If you’re in the field of private equity, then you know that a large amount of data has to be collected and stored during the process of evaluating and closing deals. The most effective software for a PE deal typically connects to third-party data services and makes due diligence more efficient. Moreover, it should help in tracking and reporting on deal performance after the investment.

A central system is essential to manage investor relations, tracking the performance of companies in their portfolio and connecting funds accounts. The best solution can automate workflows and create a defensible source of all the data that is required to conduct due diligence.

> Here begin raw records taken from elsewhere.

PR #23, opened 2025-10-04
Add doc on testing

i2y:
This PR adds comprehensive testing guide with ASGI/WSGI examples for services, clients, and interceptors.

### DIFF
--- a/docs/testing.md
+++ b/docs/testing.md
@@ -4,14 +4,7 @@ This guide covers testing connect-python services and clients.
 
 ## Setup
 
-Install httpx for testing connect-python services and clients:
-
-```bash
-pip install httpx
-# or: uv add --dev httpx
-```
-
-For pytest examples in this guide, you'll also need pytest (and pytest-asyncio for async tests). unittest requires no additional dependencies.
+For pytest examples in this guide, you'll need pytest and pytest-asyncio. unittest requires no additional dependencies.
 
 ## Recommended approach: In-memory testing
 


docs/testing.md
```diff
@@ -0,0 +1,923 @@
...
+            self.requests = []
+
+        async def on_start(self, ctx):
+            method_name = ctx.method().name
+            self.requests.append(method_name)
+            return method_name
+
+        async def on_end(self, token, ctx):
+            # token is the value returned from on_start
+            pass
```
stefanvanburen: do we need to return the `method_name` / have the comment if we just check `self.requests`? up to you if you want to keep this in (similar comment for `WSGI`)

docs/testing.md
```diff
@@ -0,0 +1,923 @@
...
+
+### In-memory testing
+
+Test services using httpx's ASGI/WSGI transport, which tests your full application stack while remaining fast and isolated:
+
+=== "ASGI"
+
+    ```python
+    import pytest
+    import httpx
```
anuraaga:
```suggestion
    import httpx
    import pytest
```

Extreme nit

docs/testing.md
```diff
@@ -0,0 +1,923 @@
+# Testing Guide
```
anuraaga:
```suggestion
# Testing
```

There are a couple existing docs with this title

docs/testing.md
```diff
@@ -0,0 +1,923 @@
...
+
+=== "ASGI"
+
+    ```python
+    import pytest
+    import httpx
+    from greet.v1.greet_connect import GreetService, GreetServiceASGIApplication, GreetServiceClient
+    from greet.v1.greet_pb2 import GreetRequest, GreetResponse
+
+    class TestGreetService(GreetService):
```
anuraaga: For the section about testing services, I think we wouldn't have names like `TestService` - we should be testing the real code here.

I think we can do something like 

`Testing the service we created in the [Getting Started](./getting-started) guide may look like this:`

```
from greet_connect import GreetASGIApplication
from server import Greeter
``` 
any real test will be importing the service, not having it defined in the same file

docs/testing.md
```diff
@@ -0,0 +1,923 @@
...
+        async def greet(self, request, ctx):
+            return GreetResponse(greeting=f"Hello, {request.name}!")
+
+    @pytest.mark.asyncio
+    async def test_greet():
+        # Create the ASGI application
+        app = GreetServiceASGIApplication(TestGreetService())
```
anuraaga: We can't show it clearly with our example services, we could consider something like `# Initialize your service with mock dependencies as needed`. Though maybe we can leave "general testing" advice out of the doc

docs/testing.md
```diff
@@ -0,0 +1,923 @@
...
+        ) as session:
+            yield GreetServiceClient("http://test", session=session)
+
+    @pytest.mark.asyncio
+    async def test_greet(greet_client):
+        response = await greet_client.greet(GreetRequest(name="Alice"))
+        assert response.greeting == "Hello, Alice!"
+
+    @pytest.mark.asyncio
+    async def test_greet_multiple_names(greet_client):
```
anuraaga: There doesn't seem to be multiple names. How about `empty_name` and use empty string?

docs/testing.md
```diff
@@ -0,0 +1,923 @@
...
+            client = GreetServiceClientSync("http://test", session=session)
+
+            with pytest.raises(ConnectError) as exc_info:
+                client.greet(GreetRequest(name=""))
+
+        assert exc_info.value.code == Code.INVALID_ARGUMENT
+        assert "name is required" in exc_info.value.message
+    ```
+
+### Testing streaming services
```
anuraaga: I don't think there's anything special about testing streaming services, these are more examples on how to use streaming. I think there is more of this we can add to `streaming.md` does it make sense to move them there instead of including in this file?

docs/testing.md
```diff
@@ -0,0 +1,923 @@
...
+                yield GreetRequest(name="Alice")
+                yield GreetRequest(name="Bob")
+
+            response = client.greet_many(request_stream())
+
+        assert "Alice" in response.greeting
+        assert "Bob" in response.greeting
+    ```
+
+### Testing with context (headers and trailers)
```
anuraaga: Maybe this one overlaps too much with the headers doc. We could add a sentence above that covers it, something like `With your test client setup, you can use any connect code for interacting with the service under test including streaming, reading headers or checking errors.` and link to those docs? If we miss any coverage, we can add to those docs instead of here.

docs/testing.md
```diff
@@ -0,0 +1,923 @@
...
+    ```
+
+This pattern:
+
+- Reduces code duplication across multiple tests
+- Makes tests more readable and focused on behavior
+- Follows pytest best practices
+- Matches the pattern used in connect-python's own test suite
+
+### Testing error handling
```
anuraaga: After writing below comments, I also thought this overlaps well with errors.md.

docs/testing.md
```diff
@@ -0,0 +1,923 @@
...
+        except ConnectError as e:
+            if e.code == Code.NOT_FOUND:
+                return "User not found"
+            elif e.code == Code.UNAUTHENTICATED:
+                return "Please login"
+            raise
+
+    @pytest.mark.asyncio
+    async def test_client_error_handling():
+        class TestGreetService(GreetService):
```
anuraaga, line 284: Is it worth something like `# It can be convenient to use a mock such as with pytest mocker`?

docs/testing.md
anuraaga: Agree that along the lines of above comments, it's best if we show how to test something real since users will be reading this for advice on that. This `LoggingInterceptor` doesn't actually log - to make it a testable real interceptor, we'd probably pass in a `Logger` and mock it or similar. Alternatively, auth interceptor may be easier to demonstrate here

docs/testing.md
```diff
@@ -0,0 +1,923 @@
...
+
+        # Verify interceptor was called
+        assert "Greet" in interceptor.requests
+    ```
+
+## Test organization
+
+### Project structure
+
+Organize your tests in a `test/` directory at the root of your project:
```
anuraaga: Actually this is something I forgot when reorganizing for this repo - AFAIK, `tests` is the default for pytest and doesn't require configuration, that's what we should use here.

That being said, this whole section seems more like docs on how to use pytest, rather than testing connect. Maybe we can remove it?

docs/testing.md
```diff
@@ -0,0 +1,923 @@
...
+    from connectrpc.code import Code
+    from connectrpc.errors import ConnectError
+    from greet.v1.greet_connect import GreetService, GreetServiceASGIApplication, GreetServiceClient
+    from greet.v1.greet_pb2 import GreetRequest, GreetResponse
+
+    class AuthGreetService(GreetService):
+        async def greet(self, request, ctx):
+            # Check for authorization header
+            auth = ctx.request_headers().get("authorization")
+            if not auth or not auth.startswith("Bearer "):
```
anuraaga: If we update the interceptor example, we can remove this one, which is good since I think it's very far from any real life service

i2y:
@anuraaga @stefanvanburen 
Thanks! I've addressed your comments. Could you please review this PR again?

docs/testing.md
```diff
@@ -0,0 +1,460 @@
+# Testing
+
+This guide covers testing connect-python services and clients.
+
+## Setup
+
+Install httpx for testing connect-python services and clients:
```
anuraaga: I don't know if we need this, won't it always be installed as a dependency of connect-python?

anuraaga (approved):
Looks much nicer, thanks!

docs/testing.md
i2y: Thanks for catching that! Fixed in 58d6653.

stefanvanburen (approved):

Up until recently, leading PE firms relied exclusively on Excel spreadsheets, as well as their own internal systems, to keep track of their contacts, businesses and activity. This led to inefficiencies and missed chances to make deals and win. To remedy this, a second group of software providers that specialize in the private equity industry created products to streamline and control deal flow. These are generally CRM software that concentrate on relationship intelligence. Examples of this type of software include Navatar, Affinity, Altvia and a myriad of others.

To determine which software is the most suitable for your firm, consider how it will be easy to implement and use. Take into consideration whether the software can be compatible with other tools you may use to accomplish tasks such as email, calendaring collaboration and project management tools or even financial apps. Compare prices and features, integrations, and user reviews by using the tools on this page.